“But this notion, that science can play farmer to the flesh, making there what living soil it pleases, seems not so strange as that other conceit—that science is now-a-days so expert that, in consumptive cases, as yours, it can, by prescription of the inhalation of certain vapors, achieve the sublimest act of omnipotence, breathing into all but lifeless dust the breath of life. For did you not tell me, my poor sir, that by order of the great chemist in Baltimore, for three weeks you were never driven out without a respirator, and for a given time of every day sat bolstered up in a sort of gasometer, inspiring vapors generated by the burning of drugs? as if this concocted atmosphere of man were an antidote to the poison of God’s natural air. Oh, who can wonder at that old reproach against science, that it is atheistical? And here is my prime reason for opposing these chemical practitioners, who have sought out so many inventions. For what do their inventions indicate, unless it be that kind and degree of pride in human skill, which seems scarce compatible with reverential dependence upon the power above? Try to rid my mind of it as I may, yet still these chemical practitioners with their tinctures, and fumes, and braziers, and occult incantations, seem to me like Pharaoh’s vain sorcerers, trying to beat down the will of heaven. Day and night, in all charity, I intercede for them, that heaven may not, in its own language, be provoked to anger with their inventions; may not take vengeance of their inventions. A thousand pities that you should ever have been in the hands of these Egyptians.”
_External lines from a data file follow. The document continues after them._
PR #2604, opened 2015-05-07
Fix remoteApps

hardening:
The assert that have been removed were preventing RAIL from working when you have an intermediary screen before seeing the application.


nfedera:
+1

PR #2605, opened 2015-05-08
fixed multiple missing gdi return value checks

nfedera:
This PR primarily targets gdi_Create* functions


MartinHaimberger:
+1 LGTM

hardening:
I would have +1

But again came nothing but the dumb-show look, as much as to say, “Pray leave me; quacks, and indignation against quacks, both are vain.”
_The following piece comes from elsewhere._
PR #2608, opened 2015-05-11
Add check to protect memcpy(3) from using NULL pointer.

oshogbo:
The ntlm_construct_challenge_target_info function can potentially pass NULL as
argument to the ntlm_av_pair_add function (for example DnsDomainName.Buffer).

But, once more, the other went on: “How different we herb-doctors! who claim nothing, invent nothing; but staff in hand, in glades, and upon hillsides, go about in nature, humbly seeking her cures. True Indian doctors, though not learned in names, we are not unfamiliar with essences—successors of Solomon the Wise, who knew all vegetables, from the cedar of Lebanon, to the hyssop on the wall. Yes, Solomon was the first of herb-doctors. Nor were the virtues of herbs unhonored by yet older ages. Is it not writ, that on a moonlight night,
“Medea gathered the enchanted herbs
That did renew old Æson?”
Ah, would you but have confidence, you should be the new Æson, and I your Medea. A few vials of my Omni-Balsamic Reinvigorator would, I am certain, give you some strength.”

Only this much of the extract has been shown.